Page 97 of The Don's Soulmate

"Take all the time you need," he replies, his concern evident even through the wooden barrier between us.

I turn back to the counter, staring at the little sticks that will determine our fate. My heart pounds wildly, hope and fear twisting into a tangled knot inside me.

The deafening silence in the bathroom amplifies every breath I take, each exhale echoing off the cold tile walls. "Carlotta?" Ettore's voice penetrates the silence, sounding impatient and eager. "Do you have the results?"

I hesitate, turning to the tests. "Just a second," I manage to whisper, my throat dry and constricted.

“Sure,” he says, resigned to waiting outside.

"Thank you," I breathe out, grateful for his presence but needing to be alone for this moment.

As the seconds tick by like hours, I force my gaze back to the tests on the counter. My heart pounds wildly in my chest, the rhythm erratic and frenzied. With one final deep breath, I summon the courage to look at the results.

This is it. The moment of truth.

I take a deep breath and look down at the tests.

Two pink lines stare back at me. Positive.

My breath catches in my throat as the truth sinks in. I'm pregnant.

Chapter 46

Ettore

I pace back and forth in the hallway outside the bathroom, my hands clenched together in fists. Each step falls heavier than the last, until I forget what the hell I’m pacing for. Nothing I do seems to help, not when the thought of impending fatherhood consumes my mind.

"Damn it," I mutter under my breath, waiting anxiously for news that could change everything. My mind races with thoughts of what life will be like if the test results come back positive; the responsibility, the constant worry, the need to protect my family at all costs.

And despite all the downsides, a small part of me hopes for there to be a child. It’s a privilege I never had in any lifetime before, and this one baby could break the generations long curse that’s haunted us through eternity.

Just then, Sofia appears at the end of the hallway. Her presence, like a lighthouse guiding a lost ship through stormy waters, brings some semblance of calm to my raging emotions. She glides toward me, her eyes understanding.

"Ettore," she says softly, placing a gentle hand on my arm. "Take a deep breath. Everything will be alright."

My shoulders tense at her touch, but I can't help but feel a small measure of relief. Inhaling deeply, I let out a shaky exhale and nod in gratitude. Sofia squeezes my arm reassuringly before stepping back and disappearing, giving me space to process my thoughts.
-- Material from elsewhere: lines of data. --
PR #377, opened 2025-05-28
feat: add block album_art support

Sang-it:
Add block album_art.
Copied over ideas from [viu](https://github.com/atanunq/viu) to add block print support. Should work everywhere.
Tested on Alacritty.

It was annoying that Alacritty didn't have image support. This atleast gives it some image rendering to default to.

Screenshot 2025-05-28 at 5 37 31 PM

### DIFF
--- a/src/ui/image/block.rs
+++ b/src/ui/image/block.rs
@@ -1,0 +1,198 @@
+use super::{AlbumArtConfig, Backend, ImageBackendRequest, clear_area};
+use crate::shared::ansi_colors::ansi256_from_rgb;
+use crate::{
+    config::{
+        Size,
+        album_art::{HorizontalAlign, VerticalAlign},
+    },
+    shared::{
+        image::{AlignedArea, resize_image},
+        macros::{status_error, try_cont},
+    },
+    try_skip,
+    ui::image::{EncodeRequest, facade::IS_SHOWING, recv_data},
+};
+use anyhow::{Result, bail};
+use crossbeam::channel::{Sender, unbounded};
+use crossterm::style::{ResetColor, SetBackgroundColor, SetForegroundColor};
+use crossterm::{
+    cursor::{MoveTo, RestorePosition, SavePosition},
+    queue,
+    style::{Color, Colors, Print},
+};
+use image::{DynamicImage, GenericImageView, Rgba};
+use ratatui::layout::Rect;
+use std::io::Write;
+use std::sync::{Arc, atomic::Ordering};
+
+#[derive(Debug)]
+pub struct Block {
+    sender: Sender<ImageBackendRequest>,
+    colors: Colors,
+    handle: std::thread::JoinHandle<()>,
+}
+
+impl Backend for Block {
+    fn hide(&mut self, size: Rect) -> anyhow::Result<()> {
+        clear_area(&mut std::io::stdout().lock(), self.colors, size)
+    }
+
+    fn show(&mut self, data: Arc<Vec<u8>>, area: Rect) -> Result<()> {
+        Ok(self.sender.send(ImageBackendRequest::Encode(EncodeRequest { area, data }))?)
+    }
+
+    fn set_config(&self, config: AlbumArtConfig) -> Result<()> {
+        Ok(self.sender.send(ImageBackendRequest::SetConfig(config))?)
+    }
+
+    fn cleanup(self: Box<Self>, _area: Rect) -> Result<()> {
+        self.sender.send(ImageBackendRequest::Stop)?;
+        self.handle.join().expect("block thread to end gracefully");
+        Ok(())
+    }
+}
+
+const LOSS_FACTOR: usize = 2;
+const MAX_WIDTH: u16 = 180;
+const PRINT_BLOCK: &str = "\u{2580}";
+
+#[allow(clippy::cast_sign_loss, clippy::cast_possible_truncation)]
+impl Block {
+    pub(super) fn new(config: AlbumArtConfig) -> Self {
+        let (sender, receiver) = unbounded::<ImageBackendRequest>();
+        let colors = config.colors;
+
+        let handle = std::thread::Builder::new()
+            .name("block".to_string())
+            .spawn(move || {
+                let mut config = config;
+                let mut pending_req = None;
+                'outer: loop {
+                    let EncodeRequest { data, area } =
+                        match recv_data(&mut pending_req, &mut config, &receiver) {
+                            Ok(Some(msg)) => msg,
+                            Ok(None) => break,
+                            Err(err) => {
+                                log::error!("Error receiving ImageBackendRequest message: {err}");
+                                break;
+                            }
+                        };
+
+                    // consume all pending messages, skipping older encode requests
+                    for msg in receiver.try_iter() {
+                        match msg {
+                            ImageBackendRequest::Stop => break 'outer,
+                            ImageBackendRequest::SetConfig(cfg) => config = cfg,
+                            ImageBackendRequest::Encode(req) => {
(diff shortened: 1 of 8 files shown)


mierak (commented):
Ok, this is sick. Few more things aside from the comments though:

* Please make a note in the changelog when you are done
* [docs](https://mierak.github.io/rmpc/next/configuration/album-art/) are needed
* Why is the `ansi_colours` vendored in? I see it available on crates.io
* From what I read, its fine to include LGPL code assuming only the code in question is LGPL, right?
* can we make it a fallback after ueberzug before returning None in `shared::image::determine_image_support`?
* There are also clearing/rerendering issues when opening and closing a modal window, for example the `ShowHelp`, bound to `~` by default.

The album arts are very finicky unfortunately because we are completely bypassing ratatui's rendering pipeline here, that is why the stdout locks are in place.

Sang-it:
Let me see if can fix these errors.
That was quick feedback.

src/ui/image/block.rs
```diff
@@ -122,6 +117,110 @@ impl Block {
...
+        VerticalAlign::Bottom => available_area.bottom().saturating_sub(new_height),
+    };
+
+    let result = AlignedArea {
+        area: Rect::new(new_x, new_y, new_width, new_height),
+        size_px: Size {
+            width: (new_width * 2).min(max_size_px.width),
+            height: (new_height * 2).min(max_size_px.height),
+        },
+    };
```
Sang-it, line 187: I had to do this to make the things line up properly. Let me know if you find more bugs. I fiddled around with it, everything seems to work fine.

src/ui/image/block.rs
```diff
@@ -0,0 +1,288 @@
...
+    resized_area: AlignedArea,
+) -> std::io::Result<()> {
+    queue!(w, SavePosition)?;
+    queue!(w, MoveTo(resized_area.area.x, resized_area.area.y))?;
+
+    let (i_height, i_width) = img.dimensions();
+    let img_buffer = img.to_rgba8();
+
+    let mut y_step = 1;
+    for y in (0..i_height).step_by(2) {
```
mierak, line 249: Looking at this function closer, you are iterating over pixels in the image. Instead you should iterate over cells (width and height from resized_area). It should also be more performant because way fewer iterations are needed.

The image size in pixels and `resized_area` size should be the same - meaning `resized_area.width * terminal_cell_width == img.width` Then in the loop over columns/rows you choose color from pixels which lie within the cell (either choose randomly or average them, either is fine).

Suggested changes:

* Delete the copied `resize_image` and use existing one from shared
* Delete the copied `create_aligned_area` and use existing one from shared
* Iterate over cells instead of pixels
* For each cell choose a color from corresponding pixels in the image - either average, take one randomly, quantize them, etc...

After aplying these changes (Please take this code with a grain of salt, the casts need to be redone etc, but it works):
```rust
    let (cell_width, cell_height) = (
        resized_area.size_px.width as f64 / resized_area.area.width as f64,
        resized_area.size_px.height as f64 / resized_area.area.height as f64,
    );
    for y in 0..resized_area.area.height {
        for x in 0..resized_area.area.width {
            let top = match img_buffer
                .get_pixel_checked(x as u32 * cell_width as u32, y as u32 * cell_height as u32)
            {
                Some(rgb) => rgb,
                None => &image::Rgba([0, 0, 0, 255]),
            };
            let bottom = match img_buffer.get_pixel_checked(
                x as u32 * cell_width as u32,
                y as u32 * cell_height as u32 + (cell_height / 2.0) as u32,
            ) {
                Some(rgb) => rgb,
                None => &image::Rgba([0, 0, 0, 255]),
            };
            let fg = color_from_pixel(*top);
            let bg = color_from_pixel(*bottom);
            queue!(w, SetForegroundColor(fg), SetBackgroundColor(bg), Print(PRINT_BLOCK))?;
        }
        queue!(w, MoveTo(resized_area.area.x, resized_area.area.y + y))?;
    }
```
This also fixes the aspect ratio issue I mentioned and makes the alignment work the same as the rest of the image backend.

See example:
image

mierak (commented):
1. I am still getting artifacts when opening and closing a modal window(ShowHelp) over the album art

<details>

<summary>expand: before and after</summary>

image
image
</details>

2. The aspect ratio is wrong - the image is squished. Its also not centered properly (which is probably just a symptom of the aspect ratio being wrong). I provided the reason why and how to fix it in the comments.
<details>

<summary>Block</summary>

image
</details>
<details>

<summary>Kitty</summary>

image
</details>

src/ui/image/block.rs
mierak: This should not be needed and is wrong even, because of reasons I outlined below. This whole function should be removed.

Sang-it:
I rewrote the block display method to accurately match viu.

- Naive
Screenshot 2025-05-29 at 10 49 26 PM


- Viu Method
Screenshot 2025-05-29 at 10 49 33 PM

- And the modal issue is fixed too. I had to always fetch the image for some reason. I have no idea why. Maybe some weird race condition. But it works. It shouldn't be an issue as Image fetches are like ~2ms.

src/ui/panes/album_art.rs
```diff
@@ -140,7 +140,7 @@ impl Pane for AlbumArtPane {
             UiEvent::ModalClosed if is_visible => {
                 self.is_modal_open = false;
 
-                if self.fetch_needed {
+                if self.fetch_needed || context.config.album_art.method == ImageMethod::Block {
```
mierak, line 143: This is not the correct solution, the same problem exists in other places and this fixes only the modal. The modal closing is just easiest to reproduce.
```suggestion
                if self.fetch_needed {
```

src/ui/image/block.rs
```diff
@@ -0,0 +1,203 @@
...
+                        clear_area(&mut w, config.colors, area),
+                        "Failed to clear image area"
+                    );
+
+                    let (img, resized_area) = try_cont!(
+                        resize_image(&data, area, config.max_size, config.halign, config.valign),
+                        "Failed to resize block image"
+                    );
+
+                    try_skip!(display(&mut w, &img, resized_area), "Failed to display block");
```
mierak, line 106: Your solution made me realize what is different between the block impl and the others. You are resizing the image AFTER you lock the stdout and check IS_SHOWING, the resizing is a long operation. This should reordering of things fixes it.

```suggestion
                    let (img, resized_area) = try_cont!(
                        resize_image(&data, area, config.max_size, config.halign, config.valign),
                        "Failed to resize block image"
                    );

                    // consume all pending messages, skipping older encode requests
                    for msg in receiver.try_iter() {
                        match msg {
                            ImageBackendRequest::Stop => break 'outer,
                            ImageBackendRequest::SetConfig(cfg) => config = cfg,
                            ImageBackendRequest::Encode(req) => {
                                pending_req = Some(req);
                                log::debug!(
                                    "Skipping image because another one is waiting in the queue"
                                );
                                continue 'outer;
                            }
                        }
                    }

                    let mut w = std::io::stdout().lock();
                    if !IS_SHOWING.load(Ordering::Relaxed) {
                        log::trace!(
                            "Not showing image because its not supposed to be displayed anymore"
                        );
                        continue;
                    }

                    try_cont!(
                        clear_area(&mut w, config.colors, area),
                        "Failed to clear image area"
                    );

                    try_skip!(display(&mut w, &img, resized_area), "Failed to display block");
```

mierak (commented):
> And the modal issue is fixed too. I had to always fetch the image for some reason. I have no idea why. Maybe some weird race condition. But it works. It shouldn't be an issue as Image fetches are like ~2ms.

Yeah, its a race condition, the changes I provided should solve it though.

I can't take it anymore. I’ve asked twice already and received no news. The seconds tick by like hours, and the silence in the hallway is suffocating. My fingers twitch with the need for action, my mouth dry with anticipation.

"Damn it!" I growl under my breath, slamming my fist against the door. "What's taking so long, Carlotta? Are you okay? I need to know!"

"I’m alright, Ettore," Carlotta's trembling voice answers from behind the door. "I'm coming."

As the door opens, I see her standing there, her eyes wide with nervous anticipation. Her hands are clasped tightly together, betraying the fear she's trying to hide. She's afraid, and that realization sends a shiver down my spine. I've always been theone to protect her, to keep her safe, to know her thoughts before she voices them. But now...

I need to hear it from her.

"Tell me," I demand, my voice cracking with impatience.

Carlotta swallows hard, her eyes darting away from mine before she finally speaks. "It's... positive. I'm pregnant."

The weight of her words hits me like a ton of bricks, but instead of crushing me as I'd feared, it lights a fire within me. My heart races, not with panic, but with fierce determination. This is my child,our child.

I break into a beaming smile and let out a whoop.

Our eyes lock and relief washes over her features. Suddenly, I'm gathering her in my arms. “We’re having a baby,” I whisper into her neck.“Ours.”

"The baby will be alright," she whispers.